LAUSR

Coal spontaneous combustion in gob often induces gas explosion accidents. To solve the frequent occurrence of gas and coal spontaneous combustion (GCSC) symbiotic disaster of highly gassy and spontaneous combustion-prone short-distance coal seams, the stope space of a complex working face formed by the old gob above and the coal seam mined below in Hengda Mine is divided into three zones, a completely connected zone, a partially connected zone, and an unconnected zone, according to the connectivity degree of fractures. A numerical model is established to study the relationship between gas drainage and coal spontaneous combustion. The effects of ventilation flux in the working face, gas drainage flow in the upper corner, gas drainage flow in the high-drainage roadway, fracture grout sealing, and nitrogen injection flow on the airflow field, gas concentration field, oxygen concentration field, and the temperature field in the completely connected and partially connected zones are analyzed.
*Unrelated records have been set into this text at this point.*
PR #2967, opened 2022-11-18
Fixed ControlsUI not showing built-in defaults

only-a-ptr:
only entries actually present in 'input.map' were shown, other controls were missing.

If you edit an entry which wasn't present in 'input.map' before, it will be added.

### DIFF
--- a/source/main/gui/panels/GUI_GameControls.cpp
+++ b/source/main/gui/panels/GUI_GameControls.cpp
@@ -160,7 +160,7 @@ void GameControls::DrawEvent(RoR::events ev_code)
 
     // Check if we have anything to show
     int display_count = 0;
-    for (event_trigger_t& trig: triggers)
+    for (event_trigger_t& trig : triggers)
     {
         display_count += (int)this->ShouldDisplay(trig);
     }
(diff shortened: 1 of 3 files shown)


tritonas00:
With this controls panel indeed show all keys but it confusing things. Purpose of controls panel is to show, edit and preserve values in input.map, not hardcoded values.

only-a-ptr:
@tritonas00 The way you describe it, overriding a default means the user must first manually add the entry to input.map and only then they are allowed to use the editing capability of the Settings UI. This makes no sense to me - I'd expect it to display everything and add modified entries to input.map.

tritonas00:
So if i make a change on one of those extra controls it will be preserved in input.map? If yes then its good.

CuriousMike56:
I don't see any problems with this change besidss the hardcoded text already mentioned. However I did just notice `CHARACTER_RUN` (https://github.com/RigsOfRods/rigs-of-rods/blob/master/resources/skeleton/config/input.map#L72) has two keys assigned in `input.map` which results in the second key name being blank:
image
This isn't a problem introduced by this PR, but I figured it makes sense for it be fixed here.

only-a-ptr:
@CuriousMike56 What seems to you like a blank line is actually single row with double vertical size. But yes, it's confusing, so I added small numbers to make it obvious:
obrazek
I didn't figure any solution to the hardcoded hotkeys in top menubar, but I'd let it pass for now.

CuriousMike56 (approved):

Zentro (approved):

PR #2980, opened 2022-12-06
Only display terrain object errors if it's user's fault

only-a-ptr:
When the map is flawed, there's no point in throwing that errors on the player - I made a bypass where the errors display only during simulation (ODEFs loaded from script or console), not during map loading.


CuriousMike56:
👍

PR #2982, opened 2022-12-09
:bug: Fixed missing ogre tools

AnotherFoxGuy:


only-a-ptr (approved):
Tested on Win10 + VisualStudio 2022, works perfectly.

PR #416, opened 2024-12-27
test and fix `ChainWriter.RegisterForOperatorSets` function

pablodeymo:
### What Changed?
This PR introduces the following changes:
* Adds a test for the `ChainWriter` `RegisterForOperatorSets` and `deregisterFromOperatorSets` functions.
* Fixes the `ChainWriter.RegisterForOperatorSets`. Adds some missing parameters (socket and public key registration params) to make it work.

Note that we introduced a new argument, `registryCoordinatorAddress`, to the `RegisterForOperatorSets` function. This addition was necessary to retrieve the missing registration parameters. 
However we are uncertain about this addition as it changes the function interface. Please let us know what you think about it.

The main two options we have for the interface are:
- the current solution (handling the bytes encoding ourselves), which makes the function easier to use;
- having the function receive arbitrary bytes, which makes the function more flexible (we could also disponibilize an encoding utility)

### Reviewer Checklist
- [ ] Code is well-documented


afkbyte (approved):
lgtm!

PR #426, opened 2025-01-07
chore: remove duplicated function

MegaRedHand:
`ForceDeregisterFromOperatorSets` does the same as `DeregisterFromOperatorSets`, so we can simply remove it.


chainio/clients/elcontracts/writer.go
```diff
@@ -466,48 +466,6 @@ func (w *ChainWriter) ProcessClaims(
...
-	receipt, err := w.txMgr.Send(ctx, tx, waitForReceipt)
-	if err != nil {
-		return nil, utils.WrapError("failed to send tx", err)
-	}
-
-	return receipt, nil
-}
-
-// Modifies the proportions of slashable stake allocated to an operator set
-// from a list of strategies, for the given `operatorAddress`.
```
damiramirez: I think you are also deleting the comments from the next method.

MegaRedHand: Good catch!

pablodeymo: I agree with Damián

pablodeymo (approved):

PR #442, opened 2025-01-16
fix: change literal string values for constants or predefined values

maximopalopoli:
### What Changed?
Changes literal values of the assigned `RewardsCoordinator` for the field of the `ContractAddresses` util, a better way to use this "constant" values. Also, replaces literal appearances of Anvil first `Addresses`/`privateKeys` for the constants from `testutils` package.

### Reviewer Checklist
- [ ] Code is well-documented


testutils/anvil.go
```diff
@@ -20,7 +20,7 @@ import (
 )
 
 const (
-	ANVIL_FIRST_ADDRESS      = "f39Fd6e51aad88F6F4ce6aB8827279cffFb92266"
+	ANVIL_FIRST_ADDRESS      = "0xf39Fd6e51aad88F6F4ce6aB8827279cffFb92266"
```
MegaRedHand, line 23: Why the leading `0x`?

maximopalopoli: It was added because a test failed in which the conversion from address to string added a 0x in front ([this one](https://github.com/Layr-Labs/eigensdk-go/blob/fda56ad16fad8d29f63bf376dd9d7cf6f32f012e/chainio/clients/elcontracts/reader_test.go#L141)), and I preferred to add it to the constant rather than adding it when doing the assert.

MegaRedHand (approved):
LGTM

PR #446, opened 2025-01-17
test: add test cases where contract returns an error

maximopalopoli:
### What Changed?
The initial idea was to test the cases in which the binding response returned an error. I was able to do it only in two cases, in the others, since the chain reader is mainly a getter, it was difficult to get it to return an error. Makes test coverage of `chainio/clients/elcontracts/reader.go` increase in 1%.

Also in this PR some verifications on binding result are removed, since they only added a little description on the returned error, but the error was extended anyway. The verification removed were those that didn't add context to the error, and those that added context, like those calling permissionController contract were not removed.

### Reviewer Checklist
- [ ] Code is well-documented


damiramirez:
LGTM

pablodeymo (approved):

PR #464, opened 2025-01-23
feat: make SDK compatible with mainnet contracts

MegaRedHand:
### What Changed?

This PR makes the `AllocationManager` initialization optional in the bindings builder. This should make the SDK compatible with the current version of the contracts in mainnet.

A multifactor interaction relationship under the conditions of ventilation, gas drainage, and nitrogen injection is revealed, and a multipoint and zoning coordinated prevention method for the GCSC symbiotic disaster is proposed. On the basis of the proposed method, the gas drainage flow in the high-drainage roadway and corner pipe of 5333(B) working face are determined to be 45.4 and 112.1 m3/min, respectively, and the total nitrogen injection flow in the upper gob and the lower gob are 350 and 640 m3/h, respectively. The upper corner gas concentration and the return roadway maximum gas concentration are lower than 0.8% during the stoping process, and there is no spontaneous combustion risk of the gob residual coal, thus reducing the greenhouse gas emission and realizing safety mining. This study is conducive to facilitate the realization of the goal of carbon neutrality and peak carbon dioxide emissions.